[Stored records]

Issue #2037, opened 2024-09-03
Java Agent FY25Q4 - Support Adding Labels on APM Logs


kford-newrelic:
## Is your feature request related to a problem? Please describe.
Customer switched from using Logstash to forward logs to New Relic, to using our Java agent to do the same thing.  

## Feature Description
In their Logstash config, they were able to tag on custom attributes to their log events, using the following format:
```
input {
  file {
    path => "/var/log/supervisor/java-*.log"
    add_field => {
      custom_field => "custom_value"
    }
start_position => "beginning"

codec => json {
    }
  }
}
```
They would like to see us implement a similar feature in the Java agent config, not unlike our current Labels solution but specific to Log events.  A simple list of key / value pairs that would be attached to every log event sent up by that Java agent.

## Describe Alternatives
N/A

## Additional context
Before starting any initial spiking, we should try to engage the requesting customer (through their account team), to see if they'd be willing to guide feature development and later try snapshot agent versions.

Review epic description on [NR-315883](https://new-relic.atlassian.net/browse/NR-315883)

Similar Jiras on this topic - [NR-303269](https://new-relic.atlassian.net/browse/NR-303269), [NR-310852](https://new-relic.atlassian.net/browse/NR-310852) & [NR-312135](https://new-relic.atlassian.net/browse/NR-312135)

## Priority
Please help us better understand this feature request by choosing a priority from the following options: 
[Nice to Have] 

[NR-303269]: https://new-relic.atlassian.net/browse/NR-303269?atlOrigin=eyJpIjoiNWRkNTljNzYxNjVmNDY3MDlhMDU5Y2ZhYzA5YTRkZjUiLCJwIjoiZ2l0aHViLWNvbS1KU1cifQ

[NR-315883]: https://new-relic.atlassian.net/browse/NR-315883?atlOrigin=eyJpIjoiNWRkNTljNzYxNjVmNDY3MDlhMDU5Y2ZhYzA5YTRkZjUiLCJwIjoiZ2l0aHViLWNvbS1KU1cifQ

jasonjkeller:
The Java agent supports adding custom attributes to log events via MDC. https://docs.newrelic.com/docs/apm/agents/java-agent/configuration/java-agent-configuration-config-file/#log-context-data

PR #2238, opened 2025-02-14
Support Adding Labels to APM Forwarded Logs

deleonenriqueta:
## Overview
Allows the user to add custom tags (labels) to agent-forwarded logs. 

### Related Issue
Resolves Issue #2037

### DIFF
--- a/newrelic-agent/src/main/java/com/newrelic/agent/config/ApplicationLoggingLabelsConfig.java
+++ b/newrelic-agent/src/main/java/com/newrelic/agent/config/ApplicationLoggingLabelsConfig.java
@@ -1,0 +1,59 @@
+package com.newrelic.agent.config;
+
+import java.util.Collections;
+import java.util.HashMap;
+import java.util.HashSet;
+import java.util.List;
+import java.util.Map;
+import java.util.Set;
+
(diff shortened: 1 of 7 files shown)


newrelic-agent/src/main/java/com/newrelic/agent/config/ApplicationLoggingLabelsConfig.java
```diff
@@ -0,0 +1,59 @@
...
+        return excludeSet;
+    }
+
+    public boolean getEnabled() { return enabled; }
+
+    public Set<String> getExcludeSet() { return excludeSet; }
+
+    public boolean isExcluded(String label) { return getExcludeSet().contains(label); }
+
+    public Map<String, String> removeExcludedLabels(Map<String, String> labels) {
```
jtduffy, line 50: I might be missing some context, but I think the API could be simplified if the excludes list was applied during the call to `initExcludes` call? (Of course that would assume that you have the labels available to pass into the `ApplicationLoggingLabelsConfig` constructor)

```
ApplicationLoggingLabelsConfig(Map<String, Object> props, String parentRoot, Map<String, String> labels) {
    //stuff
    //call removeExcludedLabels() and make that method privare
}
```

jtduffy (approved):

• **Required work**
The full set of entries should be copied out exactly as given.

• **Exercise response**
Issue #2037, opened 2024-09-03
Java Agent FY25Q4 - Support Adding Labels on APM Logs


kford-newrelic:
## Is your feature request related to a problem? Please describe.
Customer switched from using Logstash to forward logs to New Relic, to using our Java agent to do the same thing.  

## Feature Description
In their Logstash config, they were able to tag on custom attributes to their log events, using the following format:
```
input {
  file {
    path => "/var/log/supervisor/java-*.log"
    add_field => {
      custom_field => "custom_value"
    }
start_position => "beginning"

codec => json {
    }
  }
}
```
They would like to see us implement a similar feature in the Java agent config, not unlike our current Labels solution but specific to Log events.  A simple list of key / value pairs that would be attached to every log event sent up by that Java agent.

## Describe Alternatives
N/A

## Additional context
Before starting any initial spiking, we should try to engage the requesting customer (through their account team), to see if they'd be willing to guide feature development and later try snapshot agent versions.

Review epic description on [NR-315883](https://new-relic.atlassian.net/browse/NR-315883)

Similar Jiras on this topic - [NR-303269](https://new-relic.atlassian.net/browse/NR-303269), [NR-310852](https://new-relic.atlassian.net/browse/NR-310852) & [NR-312135](https://new-relic.atlassian.net/browse/NR-312135)

## Priority
Please help us better understand this feature request by choosing a priority from the following options: 
[Nice to Have] 

[NR-303269]: https://new-relic.atlassian.net/browse/NR-303269?atlOrigin=eyJpIjoiNWRkNTljNzYxNjVmNDY3MDlhMDU5Y2ZhYzA5YTRkZjUiLCJwIjoiZ2l0aHViLWNvbS1KU1cifQ

[NR-315883]: https://new-relic.atlassian.net/browse/NR-315883?atlOrigin=eyJpIjoiNWRkNTljNzYxNjVmNDY3MDlhMDU5Y2ZhYzA5YTRkZjUiLCJwIjoiZ2l0aHViLWNvbS1KU1cifQ

jasonjkeller:
The Java agent supports adding custom attributes to log events via MDC. https://docs.newrelic.com/docs/apm/agents/java-agent/configuration/java-agent-configuration-config-file/#log-context-data

PR #2238, opened 2025-02-14
Support Adding Labels to APM Forwarded Logs

deleonenriqueta:
## Overview
Allows the user to add custom tags (labels) to agent-forwarded logs. 

### Related Issue
Resolves Issue #2037

### DIFF
--- a/newrelic-agent/src/main/java/com/newrelic/agent/config/ApplicationLoggingLabelsConfig.java
+++ b/newrelic-agent/src/main/java/com/newrelic/agent/config/ApplicationLoggingLabelsConfig.java
@@ -1,0 +1,59 @@
+package com.newrelic.agent.config;
+
+import java.util.Collections;
+import java.util.HashMap;
+import java.util.HashSet;
+import java.util.List;
+import java.util.Map;
+import java.util.Set;
+
(diff shortened: 1 of 7 files shown)


newrelic-agent/src/main/java/com/newrelic/agent/config/ApplicationLoggingLabelsConfig.java
```diff
@@ -0,0 +1,59 @@
...
+        return excludeSet;
+    }
+
+    public boolean getEnabled() { return enabled; }
+
+    public Set<String> getExcludeSet() { return excludeSet; }
+
+    public boolean isExcluded(String label) { return getExcludeSet().contains(label); }
+
+    public Map<String, String> removeExcludedLabels(Map<String, String> labels) {
```
jtduffy, line 50: I might be missing some context, but I think the API could be simplified if the excludes list was applied during the call to `initExcludes` call? (Of course that would assume that you have the labels available to pass into the `ApplicationLoggingLabelsConfig` constructor)

```
ApplicationLoggingLabelsConfig(Map<String, Object> props, String parentRoot, Map<String, String> labels) {
    //stuff
    //call removeExcludedLabels() and make that method privare
}
```

jtduffy (approved):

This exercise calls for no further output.